An even stronger indication of Lincoln’s growing interest in a presidential race was the alacrity with which he accepted an invitation from New York to lecture at Henry Ward Beecher’s Plymouth Church in Brooklyn in February 1860. Knowing that he would appear before a sophisticated Eastern audience, he promptly began more careful research and preparation than for any other speech of his life. He also ordered a brand-new black suit for the occasion, for which he paid the local tailors, Woods & Henckle, $100.

By the time he arrived in the East, sponsorship of the address had been taken over by the Young Men’s Central Republican Union, a body that included sixty-five-year-old William Cullen Bryant, forty-nine-year-old Horace
Greeley, and other such youths, who were organizing a stop-Seward movement. Lincoln’s was the third in a series of lectures—following addresses by Frank Blair, the Missouri antislavery leader, and Cassius M. Clay, the Kentucky abolitionist—designed, according to the sponsors, “to call out our better, but busier citizens, who never attend political meetings.” Without informing Lincoln, the Young Republicans also shifted the lecture from Brooklyn to the Cooper Union in Manhattan. Learning of the change after he arrived and registered at the Astor House, Lincoln spent his first day in New York revising his address, so as to make it more suitable for a general political audience than for a religious congregation.

On Monday, February 27, escorted by several of the Young Republicans, he caught a glimpse of Broadway and had his photograph, which he called his “shaddow,” taken at Mathew B. Brady’s studio, where he exchanged pleasantries with George Bancroft. “I am on my way to Massachusetts,” Lincoln told the historian, “where I have a son at school, who, if report be true, already knows much more than his father.” The portrait Brady produced after this sitting was a work of art; he retouched the negative in order to correct Lincoln’s left eye that seemed to be roving upward and eliminated harsh lines from his face to show an almost handsome, statesmanlike image.

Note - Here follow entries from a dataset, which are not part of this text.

PR #925, opened 2023-12-01
Feat: Adds the ability to authenticate with a third-party OIDC provider

tomchop:
Companion frontend PR: https://github.com/yeti-platform/yeti-feeds-frontend/pull/85


core/web/apiv2/auth.py
```diff
@@ -16,10 +22,33 @@
...
+    client.register(
+        name='oidc',
+        server_metadata_url=discovery_url,
+        client_kwargs={
+            'scope': 'openid email profile',
+        },
+        client_id=client_id,
+        client_secret=client_secret,
+    )
+    return client
```
udgover, line 51: Do you want to let calls to this method handle exceptions? No fields from the configuration are checked (at least not empty).

core/web/apiv2/auth.py
```diff
@@ -82,30 +111,60 @@ async def __call__(self, user: User = Depends(get_current_user)) -> User:
...
-    response.set_cookie(key="yeti_session", value=access_token, httponly=True)
-    return {"access_token": access_token, "token_type": "bearer"}
+# We only want certain endpoints to be defined depending on the auth module.
+if AUTH_MODULE == 'oidc':
+    @router.get('/oidc-login')
+    async def login_info(request: Request):
+        redirect_uri = request.url_for('oidc_callback')
+        redirect_uri = redirect_uri.replace(netloc='localhost:8000')
+        return await get_oauth_client().oidc.authorize_redirect(request, redirect_uri)
+
```
udgover, line 121: Based on previous comment, not enclosed in try/except block. Is this expected? How do you resurface bad configuration leading to exception in the UI?

core/web/apiv2/auth.py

That night, after a warm introduction by Bryant, Lincoln appeared before a capacity audience at the Cooper Union. Many of his listeners expected “something weird, rough, and uncultivated,” George Haven Putnam remembered, and Lincoln’s appearance did nothing to undeceive them. “The long, ungainly figure, upon which hung clothes that, while new for the trip, were evidently the work of an unskilled tailor; the large feet; the clumsy hands, of which... the orator seemed to be unduly conscious; the long, gaunt head capped by a shock of hair that seemed not to have been thoroughly brushed out,” Putnam continued, “made a picture which did not fit in with New York’s conception of a finished statesman.” Equally disconcerting was Lincoln’s voice, for it was high and piercing in tone at the outset.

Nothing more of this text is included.